Cellular towers capture logs of mobile subscribers whenever their devices connect to the network. When the logs show data traffic at a cell tower generated by a device, it reveals that this device is close to the tower. The logs can then be used to trace the locations of mobile subscribers for different applications, such as studying customer behaviour, improving location-based services, or helping urban planning. However, the logs often suffer from an oscillation phenomenon. Oscillations may happen when a device, even when not moving, does not only connect to the nearest cell tower, but is instead unpredictably switching between multiple cell towers because of random noise, load balancing, or simply dynamic changes in signal strength. Detecting and removing oscillations are a challenge when analyzing location data collected from the cellular network. In this paper, we propose an algorithm called SOL (Stable, Oscillation, Leap periods) aimed at discovering and reducing oscillations in the collected logs. We apply our algorithm on real datasets which contain about 18.9~TB of traffic logs generated by more than 3~million mobile subscribers covering about 21000 cell towers and collected during 27~days from both GSM and UMTS networks in northern China.

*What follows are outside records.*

PR #8015, opened 2020-11-05
More pytest marks for windows

lasote:
Changelog: omit
Docs: omit

Used a Windows machine with nothing installed to verify the pytest marks are complete.
Added one more tool for meson and for "conan" itself (used in several tests). 
Fixed the `tool_check` function to check every tool mark applied to a test.

### DIFF
--- a/conans/test/functional/generators/virtualenv_test.py
+++ b/conans/test/functional/generators/virtualenv_test.py
@@ -5,6 +5,7 @@ import textwrap
 import unittest
 from collections import OrderedDict
 
+import pytest
 import six
 from parameterized.parameterized import parameterized_class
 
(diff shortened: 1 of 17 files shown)


conans/test/functional/generators/virtualenv_test.py
```diff
@@ -193,6 +194,7 @@ def _run_virtualenv(self, generator):
         self.assertDictEqual(env_before, env_after)  # Environment restored correctly
         return stdout, _load_env_file(os.path.join(self.test_folder, self.env_activated))
 
+    @pytest.mark.tool_conan
```
memsharded, line 197: This is bad, we should work to fix this

memsharded (approved):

Experimental results demonstrate the ability and effectiveness of SOL to reduce oscillations in cellular network logs.
海量手机流量数据的振荡分辨率
每当移动用户的设备连接到网络时,蜂窝发射塔就会捕获他们的日志。当日志显示某个设备生成的蜂窝塔上的数据流量时,就表明该设备靠近蜂窝塔。然后,这些日志可以用于追踪不同应用的移动用户的位置,例如研究客户行为,改进基于位置的服务,或帮助城市规划。然而,原木经常遭受振荡现象。当一个设备,即使没有移动,也不只是连接到最近的蜂窝塔,而是由于随机噪声、负载平衡或仅仅是信号强度的动态变化而在多个蜂窝塔之间不可预测地切换时,就可能发生振荡。在分析从蜂窝网络收集的位置数据时,检测和消除振荡是一个挑战。在本文中,我们提出了一种称为SOL(稳定,振荡,跳跃周期)的算法,旨在发现和减少收集日志中的振荡。我们将我们的算法应用于真实数据集上,这些数据集包含约18.9~TB的流量日志,这些数据集由中国北方GSM和UMTS网络在27~天内收集的,覆盖约21000个蜂窝塔,超过300万移动用户产生。实验结果证明了该方法在减少蜂窝网络日志振荡方面的能力和有效性。
本文章由计算机程序翻译,如有差异,请以英文原文为准。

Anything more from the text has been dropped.